Какое ему дело до того, что принимают сдержанно, что аплодисменты, едва плеснув, сразу замолкают. Чего ждать-то от собравшихся? Их равнодушие искренно. Они привыкли выполнять обряды, но нет в них теплой веры, и что им божественные взвои взыскующих господа? И что им плачи, тоска, любовь, вся душевная звень народа, которого они не знают да и знать не хотят? Иностранцы в родной стране, они любят французские пасторали, итальянскую легкую мелодичность, испанские страсти, а немецкую тяжеловесную мифологию уважают за непонятность и скуку.

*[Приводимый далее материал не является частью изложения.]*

PR #70540, opened 2025-10-21
Using generic oc cli image to mirror

hector-vido:
The `buildConfig` that creates the image was removed.
The script will be downloaded from git instead of reside inside the image.
The custom image will be replaced for the official openshift 4 cli one.
The image will only be downloaded if not present, since there is no special tooling inside it.


deepsm007:
/pj-rehearse ack
@hector-vido will monitor the results once this merges. It eliminates dependency of mirroring image which embeds the script and one less image to maintain

PR #70554, opened 2025-10-22
Remove useless 4.19&4.20 GCP custom-dns periodic jobs

gpei:
The GCP custom-dns feature will be GA in 4.21, so dropping the 4.19&4.20 e2e-gcp-custom-dns-techpreview periodic jobs.


sadasu:
/hold

I have a question about whether we need the techpreview job for 4.20.

PR #70644, opened 2025-10-24
remove some OWNERS for stackrox/acs-fleet-manager

johannes94:
Removing people who are not working in the CS team from the OWNERS file for stackrox/acs-fleet-manager CI jobs.


mclasmeier (approved):
Fine with me, but note that @porridge isn't working today.

PR #70664, opened 2025-10-24
NO-JIRA: CVO: Specify a concrete golangci-lint version for main

DavidHurta:
Specify a concrete golangci-lint version in main so that the CVO PRs will not start randomly failing during development when new versions are rolled out.

I do not think that it is necessary to address lint issues that urgently.


DavidHurta:
/pj-rehearse pull-ci-openshift-cluster-version-operator-main-lint

PR #70750, opened 2025-10-28
Add periodic CI configuration for MetalLB 4.20

karampok:
This adds periodic CI testing for MetalLB on OCP 4.20 release on bare metal with Slack notifications to #team-metallb-ci-periodic channel.

The periodic job runs every 72 hours on the equinix-ocp-metal cluster with IPv4 stack, OVNKubernetes network type, and frr-k8s-cno BGP type.

Assisted-By: Claude <noreply@anthropic.com>


fedepaol:
does it make sense to add for 4.21 too?

karampok:
not sure if we should add -main or 4.21, but yes it makes sense.
But my previous effort to add 4.20 periodics never passed CI, so step by step 

https://github.com/openshift/release/pull/67284

PR #70756, opened 2025-10-28
Add periodic OLMv1 job for observability-operator on OCP 4.21 TechPreview

danielmellado:
This PR adds a new step for OLMv1 installation and creates periodic
jobs to test that on 4.21 nightly with TPNU (Tech Preview No Upgrade)

Signed-off-by: Daniel Mellado <dmellado@fedoraproject.org>


lihongyan1:
code lgtm, may better give a specific image if no parameter is passed in and run prerehearse.

PR #75516, opened 2026-03-02
stolostron/managedcluster-import-controller: scope sonar tests to pkg

xuezhaojun:
## Summary
- set `SONAR_GO_TEST_ARGS="./pkg/..."` for managedcluster-import-controller sonar jobs
- apply the same setting across backplane branches and main config
- update presubmit skip regex to include `.rhtap`-only changes

## Testing
- configuration-only change


xuezhaojun:
> @xuezhaojun can we configure this by https://github.com/stolostron/managedcluster-import-controller/blob/main/sonar-project.properties ?

Good point！

PR #75541, opened 2026-03-02
chore: fix/upgrade-osd-gcp-operator-to-ocp-4.19

Fortune-Ndlovu:
the ocp ci job is using 4.15, which is only supported by RHDH 1.6 (EOL). For 1.7 or 1.8 we should use a supported version 4.16+. ref https://access.redhat.com/support/policy/updates/developerhub  

This pr is also related to  https://github.com/redhat-developer/rhdh/pull/4531 

Fixes #? https://redhat.atlassian.net/browse/RHDHBUGS-2749

### DIFF
--- a/ci-operator/config/redhat-developer/rhdh/redhat-developer-rhdh-main.yaml
+++ b/ci-operator/config/redhat-developer/rhdh/redhat-developer-rhdh-main.yaml
@@ -293,7 +293,7 @@ tests:
   steps:
     allow_skip_on_success: true
     env:
-      OSD_VERSION: 4.20.0
+      OSD_VERSION: 4.20.17
     post:
     - ref: redhat-developer-rhdh-send-data-router
     - ref: redhat-developer-rhdh-send-alert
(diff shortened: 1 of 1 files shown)


zdrapela:
@Fortune-Ndlovu it's good to trigger rehearsal for a job change like this 😉 . You can do it by commenting:
/pj-rehearse periodic-ci-redhat-developer-rhdh-main-e2e-osd-gcp-helm-nightly
That way you can verify it will work as expected

ci-operator/config/redhat-developer/rhdh/redhat-developer-rhdh-main.yaml
zdrapela: I'm not sure if exactly `4.20.0` is available on OSD-GCP, and maybe we want a newer z-stream release, like `4.20.6` or whatever is available. cc @subhashkhileri

Fortune-Ndlovu: sounds great, while testing the following locally, are the available `4.20.x` versions for OpenShift Dedicated on GCP with marketplace subscription, therefore i will update the version to `4.20.17`:
```bash
$ command -v ocm && ocm version
/home/fndlovu/.local/bin/ocm
1.0.12
$ ocm list versions --channel-group=stable 2>&1 |
      grep "^4\.20\." | sort -V
4.20.0
4.20.1
4.20.2
4.20.3
4.20.4
4.20.5
4.20.6
4.20.8
4.20.10
4.20.11
4.20.12
4.20.13
4.20.14
4.20.15
4.20.16
4.20.17
```

PR #74082, opened 2026-01-28
Validate HostedCluster conditions for Agent

mgencur:
Add step-registry component to verify HostedCluster status conditions in Agent platform deployments. Validates conditions like Available, ValidConfiguration, and SupportedHostedCluster before tests run.                                                                                                                                                                                              
                                                                                                                                                                                                                                            
Integrated into multiple hypershift-mce-agent test chains.

This mimics the [ValidateHostedClusterConditions](https://github.com/openshift/hypershift/blob/main/test/e2e/util/util.go#L2917) from openshift/hypershift. Hovewer, it only checks conditions that are general for all platforms or specific for Agent. Checks for other platforms (AWS, Kubevirt, etc.) are excluded because this step is specific for Agent.

Covers also ControlPlaneConnectionAvailable and DataPlaneConnectionAvailable from https://issues.redhat.com/browse/CNTRLPLANE-2203

PR #75544, opened 2026-03-02
Validate PlatformCredentialsFound since 4.17

mgencur:
This condition is properly set since 4.17

Explanation in https://github.com/openshift/release/pull/74082#issuecomment-3970636099


jparrill (commented):
/approve

PR #75548, opened 2026-03-02
updating preflight prod check to always capture logs

acornett21:


ci-operator/step-registry/operator-pipelines/preflight-prod/check/operator-pipelines-preflight-prod-check-commands.sh
```diff
@@ -54,12 +54,14 @@ set -e
 
 echo "Preflight exit code: ${preflight_exit_code}"
 
-if [ "${PUBLISH_ARTIFACTS}" == "true" ]; then 
+# Always save logs to ensure we can capture logs where preflight exits on error
+cp -a preflight.log "${ARTIFACT_DIR}"/
+cp -a "${preflight_stdout_file}" "${ARTIFACT_DIR}"/
+cp -a "${preflight_stderr_file}" "${ARTIFACT_DIR}"
```
caxu-rh: This `cp` statement lost its trailing slash - not sure it matters but just a heads up.

acornett21: I noticed this too, I'll repush/retest.

PR #75562, opened 2026-03-02
maistra builder: push to correct registry

zmiklank:


ci-operator/config/maistra/test-infra/maistra-test-infra-main.yaml
```diff
@@ -823,6 +832,7 @@ tests:
       env:
       - name: MAISTRA_NAMESPACE
       - name: MAISTRA_SC_POD
+      - name: HUB
```
jwendell, line 835: You must give it a value. I think HUB is only used in postsubmit tasks, so no need to set it in other places I think. Also I'm not sure if changing other bits in this PR is the right way.

zmiklank: I defined the value at line 803. Isn't that the correct way?

>    Also I'm not sure if changing other bits in this PR is the right way.

Those are just mismatched versions of ossm.

zmiklank: >  I think HUB is only used in postsubmit tasks, so no need to set it in other places I think.

That is correct. I added the HUB env var to postsubmit task of other OSSM versions as well.

mkralik3:
lgtm

mkralik3 (approved):

PR #75611, opened 2026-03-03
OCPBUGS-77244: Make runc informing for o/k

kannon92:
runc is not default in our OCP environments anymore so moving this job to optional.


sdodson:
/retitle OCPBUGS-77244: Make runc informing for o/k

So that it's linked in the bug in hopes of that helping us remember to come back and revert this

PR #75619, opened 2026-03-03
MCO: do not shard vsphere jobs

sergiordlr:
It is not allowed to shard vsphere jobs

In this PR we remove the sharding in vsphere jobs. In order to be able to execute the existing test cases we configured the mco-e2e-test chain in those jobs, which has a longer timeout.


ci-operator/config/openshift/machine-config-operator/openshift-machine-config-operator-release-4.21__periodics.yaml
```diff
@@ -124,12 +124,13 @@ tests:
...
 - as: e2e-vsphere-mco-disruptive-techpreview
   cron: 35 21 * * 6
-  shard_count: 2
   steps:
     cluster_profile: vsphere-elastic
     env:
       FEATURE_SET: TechPreviewNoUpgrade
       TEST_SUITE: openshift/machine-config-operator/disruptive
+    test:
+    - chain: mco-e2e-test
```
pablintino: What's the reason of this change?
The original workflow does this for testing:
```yaml
    - ref: openshift-e2e-test
```
But the one you propose:
```yaml
    - ref: mco-conf-day2-add-mcoqe-robot-to-pull-secret
    - ref: mco-conf-day2-create-custom-mcp
    - ref: mco-conf-day2-kerneltype
    - ref: mco-conf-day2-pintargetrelease
    - ref: mco-conf-day2-enable-ocl
    - ref: openshift-e2e-test-longrun
```
Despite I understand we need to increase the timeout by swapping the test to `openshift-e2e-test-longrun` _I don't get why we want to add those extra steps that the rest of the platforms don't do_.

sergiordlr: Currently it is not necessary to use the full chain. I usually configure the full chain because like that the jobs have the ability to run all test cases, if we only use the test step there are tests that cannot be executed, for example the Image Mode tests, or the off cluster layering tests. Those tests are not currently run by the disruptive suite, but if we ever add one of them to the suite we will have to reconfigure the job to add the chain so that the job can run it.

The test chain gives the job the ability to use different MCO configurations too. And if we ever need to change the jobs configuration changing the chain is easier than changing every job.

Nevertheless, nothing of this is used by the current job. Do you prefer if instead of the chain we use only the step?

pablintino: Yeah, I understood that part, those extra steps would be required, but, what annoys me a bit, is that we are not consistent, I mean, if we are now adding them, why only in vsphere? I'd prefer to have test equally on all platforms, and, if required, add those extra steps to all platforms equally.

PR #75630, opened 2026-03-04
CORENET-6562: update CNCC golangci-lint version to latest

yingwang-0320:
For CNO and CNCC 1.35 kube rebase, need update the golangci-lint version to v2.8.0 to use go1.25.

### DIFF
--- a/ci-operator/config/openshift/cloud-network-config-controller/openshift-cloud-network-config-controller-main.yaml
+++ b/ci-operator/config/openshift/cloud-network-config-controller/openshift-cloud-network-config-controller-main.yaml
@@ -2,7 +2,7 @@ base_images:
   golangci-lint:
     name: golangci-lint
     namespace: ci
-    tag: v2.3.1
+    tag: latest
   hypershift-operator:
     name: hypershift-operator
     namespace: hypershift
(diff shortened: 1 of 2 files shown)


ci-operator/config/openshift/cluster-network-operator/openshift-cluster-network-operator-master.yaml
```diff
@@ -6,7 +6,7 @@ base_images:
   golangci-lint:
     name: golangci-lint
     namespace: ci
-    tag: latest
```
ricky-rav, line 9: So you changed this to latest a month ago: https://github.com/openshift/release/pull/73972
Can you elaborate why we need to hardcode the version now?

yingwang-0320: When I filed this PR, the 'latest' tag still target to v2.3.1, but as I tried today, ocp-testplatform team has sloved this issue.

yingwang-0320: Let me update to latest

PR #75636, opened 2026-03-04
RHOAIENG-49724: Add timeout limit for opendatahub-operator CI

dayakar349:
Add layered timeout configuration to prevent runaway jobs and improve fail-fast behavior for ODH E2E tests.
JIRA: https://issues.redhat.com/browse/RHOAIENG-49724

### DIFF
--- a/core-services/prow/02_config/_config.yaml
+++ b/core-services/prow/02_config/_config.yaml
@@ -403,6 +403,9 @@ plank:
       timeout: 23h0m0s
     repo: openshift/open-telemetry-opentelemetry-operator
   - config:
+      timeout: 4h0m0s
+    repo: opendatahub-io/opendatahub-operator
+  - config:
       gcs_configuration:
         bucket: qe-private-deck
         mediaTypes:
--- a/ci-operator/config/opendatahub-io/opendatahub-operator/opendatahub-io-opendatahub-operator-main.yaml
+++ b/ci-operator/config/opendatahub-io/opendatahub-operator/opendatahub-io-opendatahub-operator-main.yaml
@@ -60,7 +60,7 @@ tests:
     workflow: opendatahub-io-ci-image-mirror
 - as: opendatahub-operator-image-mirror
   postsubmit: true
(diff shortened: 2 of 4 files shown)


core-services/prow/02_config/_config.yaml
```diff
@@ -402,6 +402,9 @@ plank:
       gcs_credentials_secret: gce-sa-credentials-gcs-qe-private-deck
       timeout: 23h0m0s
     repo: openshift/open-telemetry-opentelemetry-operator
+  - config:
+      timeout: 4h0m0s
```
macgregor, line 406: This is what a global catch all timeout? So max 4 hours cumulative wall clock time?

Typical case: we run concurrently, no issues and don't have to wait for a cluster. Roughly an hour run time.

Second Worse case scenario: we're at max concurrency -1 and odh and rhoai runs have to happen effectively sequentially. First cluster comes out of the pool and tests run, about an hour, then the second, maybe with a splash of extra provisioning time. We're still at about 2 hours + wait time over head.

Worse case: completely backed up, queue time plus sequential runs. 2 hours for testing, 30 minutes times two for cluster provisioning, we're at 3 hours sequential compute with an hour of queueing allowance. 

That sound right?

4 hours is extreme most of the time, but reasonable when we get backed up. So the question becomes what other mechanisms do we have so that the worst case fail safe doesn't slow down the typical case which is he situation we are in today. I had hoped to maybe see some individual step timeouts in addition to this so that say a stuck cluster provision doesn't hold up the cluster resource for 4 hours. If this is the only timeout we get, we'll be even more reliant on the health check circuit breaker to save us.

macgregor: wait maybe i mistunderstood what this timeout is for...i was reviewing it on my phone

dayakar349: You're right about the scenarios. The 4hr timeout is the cumulative wall clock limit for entire job from start to finish. I also added step level timeouts  so issues fail faster(2hr for cluster claim and 1h30m for the E2E step). The 4 hr cap is mainly act as safety limit in worst case situations like queue delays or sequential runs, and it stays below the default 8h global timeout.

dayakar349: I'll handle e2e-gather-extra step timeout issue (55m runtime) separately since it requires step-registry changes affecting repos using the general-claim workflow. The step currently uses the default 2h timeout. I'm scrapping timings from Prow PR artifacts and will look across other repos to determine a reasonable timeout value.

PR #75449, opened 2026-02-27
AGENT-1453: Add iso-no-registry compact job

andfasano:
This patch adds a new optional job to test appliance in the OVE scenario.

Requires https://github.com/openshift-metal3/dev-scripts/pull/1855

PR #75670, opened 2026-03-04
AGENT-1454: export APPLIANCE_IMAGE config var for OVE builds in devscripts-setup step

andfasano:
This config var will be set as a dependency only in the release Appliance repo, to allow testing the current appliance image.

Required by https://github.com/openshift/release/pull/75449


andfasano:
Closing as not currently required

PR #75671, opened 2026-03-04
Add baremetal-lab-ipi-virtual-media-ipv6-static workflow to chatbot

jadhaj:


core-services/ci-chat-bot/workflows-config.yaml
```diff
@@ -284,6 +284,13 @@ workflows:
         name: "4.16"
         namespace: ocp
         tag: upi-installer
+  baremetal-lab-ipi-virtual-media-ipv6-static:
+    platform: metal-qe
+    base_images:
+      upi-installer:
+        name: "4.16"
+        namespace: ocp
+        tag: upi-installer
```
bradmwilliams: Are you sure you don't want anything more modern than `4.16`?

jadhaj: no, not sure.
can it be 4.21 or 4.22
Also what is this filed used for ?

jadhaj: @bradmwilliams  Should it be the latest released version of OCP ?

bradmwilliams: That's really a question you need to ask yourself.  This setting is telling the workflow which image it should rely on to run.  So, essentially, if you wanted to test something from say `4.23:upi-installer`, you wouldn't be able to because it will not be available in the `4.16:upi-installer` image.

jadhaj: Actually I want to be able to test 4.23 and below. That means i need change also our existing workflows

sgoveas (approved):
/lgtm

PR #75699, opened 2026-03-04
Fix udn-bgp CI metadata indexing

rajeshP524:
Udn-bgp runs via SSH on a bastion host, so Prow env vars don't propagate. This causes e2e index.sh to skip metadata indexing, breaking Orion regression analysis.


venkataanil (approved):
/lgtm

Как всегда, последней он исполнил "Камаринскую" в своем переложении для хора. Уже стало ясно, что нечего опасаться скандала, обструкции; к нему отнеслись по мере сил доброжелательно, и никого не придется вызывать на дуэль. Он даже испытывал благодарность к аудитории, помогшей ему - пусть бессознательно - пережить самое высокое счастье за всю долгую музыкальную жизнь.
Он всегда любил "Камаринскую", где великий Глинка показал, как много глубины на поверхности жизни. Все было в лихом плясе над бездонным озером тоски: отчаянная удаль, забубенность, хмельной восторг, любовь, слезный спазм в горле, гибельность. Он пожалел, что Глинка не слышит его хора.